海難救助 その6

 軍船の上は、阿鼻叫喚の様相だった。


 元より練度の足りない水兵ばかりなのは、外から見ていて分かっていたことではある。

 最初から初期練兵のつもりで連れて来たのだろうから、仕方ない部分でもあったろう。


 新兵未満の者達を、今日初めて外海へ連れて来たのかもしれず、そうであれば緊急時の対応が疎かなのは、むしろ当然ですらあった。


 魔物への対処は、主に水夫たちが大立ち回りをしていて、これに参加している水兵はごく僅かだ。

 本来、指揮を執るべき上級士官の姿が見えないのは、一人安全地帯へにげたかもしれなかった。


 それを思えばよく動けている方かもしれないが、傷を受け、倒れている水兵の数が多いのは、全く無関係ではあるまい。

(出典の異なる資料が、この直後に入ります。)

PR #164, opened 2020-05-20
Simplify Sampler.

jboone:
I've simplified the sampler by:

* Removing the state machine, which was unnecessary to drive the FIFO enable signal.
* Mading the `req` signal registered.
* Removing the pulse stretchers on the RDATA and INDEX signals. I think they're unnecessary for pulses that should always be >83ns (1 / 12 MHz).
* Simplifying capture of rising edges of RDATA and INDEX to always update them at each sample clock, not setting them in one place and clearing them in another.
* Using Verilog net-naming practices consistent with other Verilog projects I've worked with, including suffixes "_q<n>" for denoting delayed, registered versions of signals.

I'm not doing this just to get my stink on the code. ;-) This had an enormous impact on readability of 800K Mac floppies I've been trying to read.

Before ("Clean and Build", "Release" using PSoC Creator 4.3, git commit 3c54a663b87629b57907c8b691cb268b6f80a1d5):

```
H.SS Tracks --->
0. 0 BX???B?XX?XX?XX?XB??X?B??BXBXBBB................BBBBBBBBBBBBBBBB..........B....B
0. 1 XBXX???B?XXXXXX?X??B?X?BBBBBBBBB................BBBBBXBBBBBBBBBB................
0. 2 XBX?X?B?B???X?X?XBXXB?X?BBBBBBBB................BBBBBBBXBBBBBBBB..........B..B..
0. 3 XBX??X?XX?X?XX??BBB?BBBBB??BBBBB................BBBBBBBBBBBBBBBB..........B...B.
0. 4 ?X?X?XBX?XBX??X?BBBBB?BBBBXBBBBB................BBBBBXBBBBBBBBBB.........B...B..
0. 5 X?BXX?XXX?BX??XXXX??BXBXBBBBBBXB................BBBBBXBBBBBBBBXB.........B....B.
0. 6 ?XX???XXX??XX?XXBXXBBBBBBBXBBXXB................BBBBBBBBBBBBBBBB.........B....BB
0. 7 BXXB??BXX?XXXXX?BXX?BBBBBXBBXBBX................BBBBBBBBBBBBBBBB.........B..B..B
0. 8 XXX???XXXXXXXXX?XXBXX?XBXBBXBBXX................BBBBXBBBBBBBBBBBXXXXXXXXXXXXXXXX
0. 9 ?XXX??XXXBXXX?XXB?XB?BBBBBBXBBXB................XXXXXXXXXXXXXXXXXXXXXXXXXXXXXXXX
0.10 ?B?XBXX?XXX?B?X?BX?XBBBXXBBBBBBBXXXXXXXXXXXXXXXXXXXXXXXXXXXXXXXXXXXXXXXXXXXXXXXX
0.11 X?XB?XXXB??XXX?XXXXXXXXXXXXXXXXXXXXXXXXXXXXXXXXXXXXXXXXXXXXXXXXXXXXXXXXXXXXXXXXX
Good sectors: 363/960 (37%)
Missing sectors: 310/960 (32%)
Bad sectors: 287/960 (29%)
writing 80 tracks, 1 heads, 12 sectors, 524 bytes per sector, 491 kB total
```

After:

```
H.SS Tracks --->
0. 0 ..........................................................................B....B
0. 1 .............................................................................B..
0. 2 ..........................................................................B..BBB
0. 3 ..........................................................................B...B.
0. 4 .........................................................................B...B..
0. 5 .........................................................................B....B.
0. 6 .........................................................................B....BB
0. 7 .........................................................................B..B..B
0. 8 ................................................................XXXXXXXXXXXXXXXX
0. 9 ................................................XXXXXXXXXXXXXXXXXXXXXXXXXXXXXXXX
0.10 ................................XXXXXXXXXXXXXXXXXXXXXXXXXXXXXXXXXXXXXXXXXXXXXXXX
0.11 ................XXXXXXXXXXXXXXXXXXXXXXXXXXXXXXXXXXXXXXXXXXXXXXXXXXXXXXXXXXXXXXXX
Good sectors: 781/960 (81%)
Missing sectors: 160/960 (16%)
Bad sectors: 19/960 (1%)
writing 80 tracks, 1 heads, 12 sectors, 524 bytes per sector, 491 kB total
```
I've repeated the test a couple of times, and it's consistent and night-and-day. I also went back and read an IBM DD and HD floppy to increase my confidence I wasn't regressing other formats.

If I wasn't lazy, I'd simulate the old and new code with iVerilog and GTKWave and try to understand why the improvement. But that would involve writing a testbench...

Anyway, give it a shot and see if it doesn't help!

And finally, thanks for this excellent and clever project! I've been using the hell out of it. :-)


davidgiven:
Hello --- that's amazing! Thank you very much! I've been wondering about this for ages. I haven't had a chance to look at it yet due to being busy doing other things but should get onto it soon.

FluxEngine.cydsn/Sampler/Sampler.v
```diff
@@ -19,77 +18,60 @@ module Sampler (
...
         /* Remember positive egdes for sampleclock, index and rdata. */
         
-        if (sampleclock && !oldsampleclock)
-            sampleclocked <= 1;
-        oldsampleclock <= sampleclock;
-        
-        if (index && !oldindex)
-            indexed <= 1;
-        oldindex <= index;
+        /* Positive-going edge detection of 16 MHz square-wave sample clock vs.
```
davidgiven, line 47: The sample clock is 12MHz, actually...

davidgiven:
Sorry this took so long to get too -- looks good to me! I can confirm that it's working drastically better. I'm still not getting clean reads, but the weird banding has gone away. I don't have a Mac and my disks are probably bad. I'm still not convinced that there isn't a problem with my floppy drive and Mac disks.

I've left one comment.

I am curious to know why my sampler code didn't work, though (apart from my Verilog clearly being terrible). The sample clock is 12MHz, which means there's 5 state machine ticks between samples, which should be plenty of time to work through the state machine. Not having a state machine at all is obviously preferable.

I can see one potential edge case which is as there's no state machine there's no way to force the FIFO to relax between opcodes. So, if events happen on two consecutive state machine ticks, then the second one will be lost. This could happen if, say, an rdata edge happens on one tick and then an index edge happens on the next. I think this'll be vanishingly rare, though.

davidgiven:
BTW, the pulse converters on the data inputs were primarily there to synchronise the pulses with the sample clock. As the FDD is fundamentally an analogue device they could arrive at any point. This was recommended to me as a Verilog newbie to avoid problems.

I wish the Cypress tooling had some kind of simulation or test suite system...

FluxEngine.cydsn/Sampler/Sampler.v
jboone: Oh yeah, sorry, I knew from working from .flux files that the counter rate is 12 MHz. That comment's wrong though I don't think it has any impact on the code.

jboone:
> I am curious to know why my sampler code didn't work, though (apart from my Verilog clearly being terrible). The sample clock is 12MHz, which means there's 5 state machine ticks between samples, which should be plenty of time to work through the state machine. Not having a state machine at all is obviously preferable.

I've been wondering this too, and really need to simulate it to tell for sure. My wild-guess-hypothesis is that, when the input pulse rate is approximately the counter overflow rate, you get wrong output somehow. But I can't point to anything clearly wrong. A simulation would tell for sure.

OK, maybe I'll try that tonight. :-)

 水兵の中には年齢がまだ幼い少年や、逆に年嵩のいった男性など、その層は幅広い。

 しかし、年を取っている者が、必ずしも軍歴を持った有能な人材であるとは限らないようだ。


「ひ、ひぃぃっ!」


 手には武器を持っていても、威嚇して振り回すのが精々で、斬り込もうとは決してしない。

 腰も引けて、完全に恐怖で錯乱してしまっていた。


 レヴィンはそこへ一足飛びに近付き、抜刀と共に両断した。

 魚の頭を持つ人型の魔物は、その一太刀で絶命する。


「あ、あんたら……」


 両断された死体が崩れ落ち、鮮血が舞う中、男は茫然として尻もちをついた。

 レヴィンはそれに舌打ちして、次なる魔物へ視線を向ける。


「戦えないんなら、さっさと何処かへ隠れてろ! お前の上官みたいにな!」


「で、出来るんなら、とっくにやってる! でも、鍵が掛けられるのは船長しつくらいだ! それもアイツが閉じ籠ったせいで……!」


「どこまでも……!」


 レヴィンはそれ以上、軍船の船員たちに期待するのを止めた。

 ここからは、どれだけ早く魔物を駆逐できるかに懸かっている。


 幸い、軍船の水兵と違い、水夫たちの実力は確かだった。

 小さな手傷を負う事と引き換えに、魔物の数を減らしている。

 時間こそが肝要だと、彼らも良く分かっているのだ。

 だから、傷を負わない安全な戦いより、無理して倒すことを優先している。


「行くぞ、皆! アイナも今すぐ治療に駆け付けたいかもしれないが、今は傍を離れるな!」


「は、はい! 分かりました!」


 互いの呼吸が良く分かっているレヴィン達は、そこから獅子奮迅の活躍を見せた。

 乱戦の中、最も気を付けるべきは、敵と味方を素早く識別することだ。


 そして、一方を相手している間に、背後からの攻撃を警戒することも大事だった。

 その上で、味方の邪魔にならないよう、立ち振る舞いを考える必要がある。

 場合によっては、敵の背中を斬り付け、仲間を守らねばならない。


「そらっ! ヨエル!」


「あいよ、任せろ! ――ロヴィーサは後ろ!」


「えぇ!」


 三人はそれぞれ、立ち位置を変えつつ、絶妙にフォローし合いながら、次々と魔物を斬り裂いた。

 それはさながら、船上に現れた一つの暴風だった。


 一体、また一体と、次々に魔物を屍へと変える。

 これには程遠い所から見ていた船長も、声高に笑い声を上げた。


「こりゃスゲェ! タダモンじゃねぇとは思ってたが、流石ユミルと一緒にいるだけはあらぁな!」


 最初こそ絶望に顔を歪ませていた水兵たちも、魔物の数を物ともせず、なます切りにする姿を見て励まされた。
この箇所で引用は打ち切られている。